In my software application the .text section of my code has gotten too big to hold in a single BRAM. I read the forums and found someone having a similar problem however their solution did not work for me.
I created 3 BRAMs of 64 KB each and made them contiguous in the address space. I am attaching the MHS, BMM and the linker script.
In the linker script I combined two BRAMs and then assigned the .text section to the combined space. However this did not work for me. If I have the code small enough to fit into a signle BRAM it does work. Its only when it starts to get bigger than 64KB that it doesnt. However I do not see any elf size errors in the compilation when I target the .text section into the combined memory space. Do I need to make changes to the BMM?
01-06-2017 08:45 AM
In your linker script, microblaze_1_i_bram_ctrl_microblaze_1_d_bram_ctrl is never used? In any case, I don't think you need to call out the different 64K segments as separate regions. To the linker they can all be treated as one 192K contiguous memory space, which will simplify your life.
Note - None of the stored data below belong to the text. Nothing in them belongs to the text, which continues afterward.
PR #1157, opened 2025-04-16
Ensure set_cached_name_if_unset accepts subclassed str

bdraco:
The Cython type was too strict here : https://github.com/esphome/esphome/pull/8576#issuecomment-2808000287

### DIFF
--- a/aioesphomeapi/client_base.py
+++ b/aioesphomeapi/client_base.py
@@ -299,7 +299,7 @@ class APIClientBase:
 
     def _set_name_from_device(self, name: str_) -> None:
         """Set the name from a DeviceInfo message."""
-        self.cached_name = str(name)  # Make be Estr from esphome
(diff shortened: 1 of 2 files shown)


aioesphomeapi/client_base.py
```diff
@@ -297,16 +297,15 @@ def _set_log_name(self) -> None:
         if self._connection is not None:
             self._connection.set_log_name(self.log_name)
 
-    def _set_name_from_device(self, name: str) -> None:
+    def _set_name_from_device(self, name: str_) -> None:
         """Set the name from a DeviceInfo message."""
-        self.cached_name = name
+        self.cached_name = str(name)  # Make be Estr from esphome
```
bdraco, line 302:
```suggestion
        self.cached_name = str(name)  # May be Estr from esphome
```

PR #1158, opened 2025-04-16
Avoid decoding protobuf messages when there are no subscribers

bdraco:
If we are going to throw away the message, don't bother decoding it


bdraco:
it turned out we almost never get messages we don't have a handler for

PR #1161, opened 2025-04-20
Rewrite packet generation in Cython

bdraco:


bdraco:
It's only the Python call bytes converter.  That could probably be rewritten in cython and the rest doesn't matter because modern asyncio has zero copy writes

PR #1162, opened 2025-04-20
Write packet header builder in Cython

bdraco:


bdraco:
Interesting that protobuf is so slow that this doesn't really matter than much that the python code is inefficent

bdraco:
5% isn't worth the maint burden of maintaining the separate Cython code

PR #1174, opened 2025-05-05
Regenerate profile data with cryptography 45.0.1

bdraco:
This will merge as an empty change since we don't pin `cryptography` to ensure the next PR doesn't get unexpected performance data attributed to it.

ESPHome https://github.com/esphome/esphome/pull/8826 and Home Assistant https://github.com/home-assistant/core/pull/145121 have already been bumped so we don't need to require a new version as most users will get it.

Benchmarks were initially slower than expected because openssl is old and we get `LazyEvpCipherAead` instead of `EvpCipherAead`

Test run with https://github.com/pyca/cryptography/pull/12857


.github/workflows/ci.yml
```diff
@@ -133,7 +133,7 @@ jobs:
 
   benchmarks:
     name: Run benchmarks
-    runs-on: ubuntu-22.04
+    runs-on: ubuntu-latest
```
bdraco, line 136:
```suggestion
    runs-on: ubuntu-22.04
```

.github/workflows/ci.yml
```diff
@@ -146,6 +146,7 @@ jobs:
         shell: bash
         run: |
             pip3 install -r requirements/base.txt -r requirements/test.txt
+            pip3 install https://koston.org/cryptography-45.0.0.dev1-cp311-abi3-manylinux_2_34_x86_64.whl
```
bdraco, line 149:
```suggestion
```

requirements/base.txt
```diff
@@ -3,6 +3,5 @@ async-interrupt>=1.2.0
 protobuf>=4
 zeroconf>=0.143.0,<1.0
 chacha20poly1305-reuseable>=0.13.2
```
bdraco, line 5:
```suggestion
chacha20poly1305-reuseable>=0.13.2
cryptography>=43.0.0
```

requirements/base.txt
```diff
@@ -3,6 +3,6 @@ async-interrupt>=1.2.0
...
-cryptography>=43.0.0
+cryptography>=45.0.1
```
bdraco, line 6:
```suggestion
cryptography>=43.0.0
```

PR #1181, opened 2025-05-06
Fast nonce implementation for encryption

bdraco:
Keep the nonce calculation in native code to avoid all the python overhead.


bdraco:
pointer math was nicer but won't work on big endian

PR #55, opened 2022-08-11
MADR 0001: Reorganize Documentation

m-ildefons:
Propose new organization for the documentation. The purpose of
reorganizing the documentation is to make it easier for people
unfamiliar with the project to find relevant information.
In order to do that a new hirarchy is proposed. The hirarchy
specifically has the needs of users who are not contributing, users who
are contributing feedback and then code contributors in that order in
mind.

### DIFF
--- a/docs/decisions/0001-reorganize-documentation.md
+++ b/docs/decisions/0001-reorganize-documentation.md
@@ -1,0 +1,59 @@
+---
+status: proposed
+---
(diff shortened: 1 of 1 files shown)


jhmarina (approved):
I totally agree with the proposed changes. I was in fact preparing a PR that reflects some of them.

PR #61, opened 2022-08-12
ci: add release workflow

m-ildefons:
Add release workflow. The release workflow builds heavily onto the
respective build workflows of the subrepositories. It triggers on tags
and uses the refs of the subrepos and the tag to create artifacts with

A trick that can save some BRAM is to change how Xilinx drivers are compiled. Adding a directive like this to the PROCESSOR block in your .mss can help:
PARAMETER extra_compiler_flags = -DNDEBUG -g -ffunction-sections -fdata-sections
...then modify your program's link options to enable garbage collection (-Wl,--gc-sections). You may also want to enable garbage collection in your program's gcc and/or g++ options.
Including a barrel shifter in the Microblaze can also make a significant reduction in code size.
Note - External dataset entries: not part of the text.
PR #62, opened 2022-08-12
ci: run pre-commit checks as part of linting

m-ildefons:
Run pre-commit checks as part of linting workflow.

### DIFF
--- a/.github/workflows/lint.yaml
+++ b/.github/workflows/lint.yaml
@@ -1,16 +1,20 @@
+---
 name: Lint
-on: [push, pull_request, workflow_dispatch]
+on:
+  - push
+  - pull_request
+  - workflow_dispatch
+
 jobs:
   lint:
     runs-on: ubuntu-latest
     steps:
+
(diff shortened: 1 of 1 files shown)


irq0:
Running pre commit duplicates markdown lint and codespell. Would it make sense to remove those?

The pre commit check seems to be a bit slow at 37s. Probably mostly due to downloading and installing it. Is there a way to cache the install somehow?

m-ildefons:
Totally sensible to remove those.

The action is quite slow, but I have no idea if and how caching works for that. The upstream recommendation is to use their CI service https://pre-commit.ci/ which apparently is free for open source projects.
I don't know if it would be a smart move to migrate there.
That being said, it ran much faster without the other steps in place. I think I can live with anything below one minute anyways. I think it's fine for now. We can revisit this if it turns out to be too annoying, but don't think it's worth it to sink much more time into speeding it up just to gain a few seconds.

irq0 (approved):
:+1:

PR #67, opened 2022-08-18
ci: fold release workflow into single job

m-ildefons:
Fold the release workflow into a single multi-step job. This is done by
re-using the checked-out version of the subrepos instead of calling the
respective repo's release workflow on the @main branch. Thereby changes
to the respective subrepo don't break the release pipeline of the
overall project


jhmarina (approved):
lgtm

PR #72, opened 2022-08-22
ci: fix syntax in release workflow

m-ildefons:
The previous change folding the workflow calls into build steps didn't work because:

- Workflow calls have to be jobs and not steps in jobs
- Workflow calls have to name a git ref for the foreign repo to checkout


jhmarina (approved):
lgtm @m-ildefons

PR #84, opened 2022-08-30
feature: add docker-compose file

### LINKED ISSUE #74: chart: add docker compose file
Add a docker compose file. While not the primary use case, docker compose has some distinct advantages that are worth leveraging:
- lowers the bar of entry, especially for people using a mac
- lowers our own setup overhead
- makes it easy for prospecting users
- increases our compatibility with rancher desktop

m-ildefons:
Add docker-compose file for easy local deployment of the s3gw and the ui
with minimal runtime requirements.

Requires docker and docker-compose. Should be compatible with docker
swarm, but has not been tested.

This allows users without access to a kubernetes cluster to quickly
deploy the s3gw including ui by simply executing:

```
docker-compose up
```

fixes: #74

### DIFF
--- a/docker-compose.yaml
+++ b/docker-compose.yaml
@@ -1,0 +1,41 @@
+---
+version: "3.4"
+services:
+  s3gw:
+    image: ghcr.io/aquarist-labs/s3gw:latest
+    restart: always
+    command:
+      - "--rgw-backend-store"
+      - "sfs"
+    ports:
+      - "7480:7480"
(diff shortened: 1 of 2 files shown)


votdev (approved):

votdev:
This also works with podman-compose
```
$ sudo sysctl net.ipv4.ip_unprivileged_port_start=80
$ podman-compose up
```

PR #101, opened 2022-09-07
ci: pass credentials to s3gw-tools workflow

m-ildefons:
Pass dockerhub credentials to s3gw-tools workflow during workflow call.


jhmarina (approved):
lgtm

PR #112, opened 2022-09-15
ci: release workflow: use github token

m-ildefons:
Use github.token to authenticate to ghcr.io instead of a dedicated access token/username. This removes the requirement to explicitly configure access credentials and is the preferred method for organizations and shared repositories.


jhmarina (approved):
lgtm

When I've built a 192K program I've found it necessary to lock down BRAMs via LOC constraints in order to ensure that the BMM maps correctly to BRAMs.
One way to debug this is to use XMD to see how memory is being mapped. If you 'dow' and run your program that way does it work? If you download a bitstream in which 'data2mem' has been used to burn the program, then XMD in, do you see data you expect in the 0x10000-0x1FFFF and 0x20000 - 0x2FFFF regions? Or does the data look scrambled or blank?
01-08-2017 07:59 PM
you need not modify the BMM by hand. Would that be possible to try different optimization while compiling the application?
you can also try to use xil_printf as compared to print statements.
01-09-2017 07:17 AM
Thanks for the info Steve. Much appreciated. Can you elaborate on the LOC comment. Do you mean I need to change this in the BMM File? or in the constraints file. Can you give me an example?
As you noticed I was not using microblaze_1_bram. This was on purpose. My initial thought was that I will concatenate 128 KB of BRAMs and keep the other 64 KB for other sections of the code. However when I did do this, the elf compiled successfully but I saw weird behaviour from bitgen. I saw some memory dump from the tool as shown below and the bitstream did not work.
125D1770: B0 F6 9D 12 00 00 00 00 00 00 00 00 00 00 00 00 ................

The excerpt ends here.